Of the 388 who were reported missing in 2019, 94 were found alive and 12 were found dead. What happened to the rest is a mystery.
Last week, local police revealed that homicides had dropped from 626 in 2018 to 591 last year, but what does that mean if 294 people are missing in a country where more than 80,000 are missing and feared dead?
Who cares that more than 80,000 families in Colombia are searching for their missing loved ones?
Medellin’s sinister fixation with public appearances
For years, Colombia’s second largest city used its dropping homicide rates to rid itself of the old stigma of being the homicide capital of the world and promote itself as a city that had been transformed.

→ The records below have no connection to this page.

PR #1494, opened 2019-08-10
Store Test Results In JSON

### LINKED ISSUE #1493: Store Test Results In JSON
This would allow test runners to automatically save their data, instead of requiring someone to manually input it.

TheBrokenRail:
Fixes #1493


build.js
```diff
@@ -548,7 +560,7 @@ function dataToHtml(skeleton, rawBrowsers, tests, compiler) {
       .append($('<td></td>')
         .attr('id', getHtmlId(id))
         .append('<span><a class="anchor" href="#' + getHtmlId(id) + '">&sect;</a>' + name + footnoteHTML(t) + '</span></td>')
-        .append(testScript(t.exec, compiler, rowNum++))
+        .append(testScript(eval(t.exec), compiler, rowNum++))
```
ljharb: we reallllly shouldn't use `eval`. why is this needed?

ljharb (changes requested):
The tests themselves should be in .js, since they're code. Only the *data* should (maybe) be in json

build.js
TheBrokenRail: Because ```testScript``` expects a function.

ljharb: That’s why the function should be stored in a .js file - functions aren’t data, and json is for data.

TheBrokenRail: It now stores the tests in JS and the results in JSON.

zloirock:
Now:
image
This PR:
image

zloirock:
@TheBrokenRail any progress?

PR #1495, opened 2019-08-29
Disable WeakRefs by default in Safari

chicoxyzzy:
WeakRefs were disabled by default in Safari 13 and Safari TP. There is a flag to turn them on probably, but I have no information about any yet.


ljharb (approved):
any background on why?

chicoxyzzy:
@ljharb perhaps `WeakRef` constructor was enabled by default in some WebKit build by mistake, but I don't know to be honest

PR #1507, opened 2019-10-04
Non-standard Array generics removed from Firefox 71

afmenez:
Non-standard Array generics have been removed from Firefox 71:
https://www.fxsitecompat.dev/en-CA/docs/2019/non-standard-array-generics-have-been-removed/


ljharb (approved):
about time

PR #1510, opened 2019-10-07
Promise.any moved to Stage 3

afmenez:
Promise.any moved to Stage 3 last week.

### DIFF
--- a/data-es2016plus.js
+++ b/data-es2016plus.js
@@ -3643,6 +3643,7 @@ exports.tests = [
       typescript1corejs2: typescript.fallthrough,
       typescript3_2corejs3: typescript.corejs,
       firefox68: firefox.nightly,
+      firefox71: true,
       chrome76: true,
       safari13: true,
     }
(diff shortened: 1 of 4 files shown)


ljharb (approved):

chicoxyzzy (approved):

data-es2016plus.js
```diff
@@ -3643,6 +3643,7 @@ exports.tests = [
       typescript1corejs2: typescript.fallthrough,
       typescript3_2corejs3: typescript.corejs,
       firefox68: firefox.nightly,
+      firefox71: true,
```
chicoxyzzy, line 3646: Wait, I'm not sure this is true

chicoxyzzy (changes requested):

chicoxyzzy:
`Promise.any` is not implemented in Firefox yet
https://bugzilla.mozilla.org/show_bug.cgi?id=1568903

data-es2016plus.js
afmenez: Yes, it is, but should be a separate PR.  My mistake, I based this one on the other instead of the master.  I'll revert it.

afmenez:
Bad branching, sorry.  Dropping this and sending a new one.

This worked until the country’s war crimes tribunal found that authorities consistently had been hiding murdered victims of forced disappearance in one of the most sinister forms of fraud imaginable.
Now the city is suspected of being the largest mass grave of Latin America and will likely have to retroactively adjust its reported homicide rates if its missing persons are identified.
Medellin could be Latin America’s largest mass grave, Colombia’s war crimes tribunal finds out
No celebration this year
Instead of celebrating the dropping homicides reported by former Mayor Federico Gutierrez, incoming mayor Daniel Quintero attended a silent protest in solidarity with the families whose loved ones disappeared.
Unlike Gutierrez, Quintero is a supporter of Colombia’s peace process and the transitional justice system that is supposed to clarify what happened with Medellin’s missing residents.
Friday’s protest, called “We Want You Home,” was the first in which the families of the nine men and three women who have been reported missing so far this year were accompanied by authorities instead of ignored.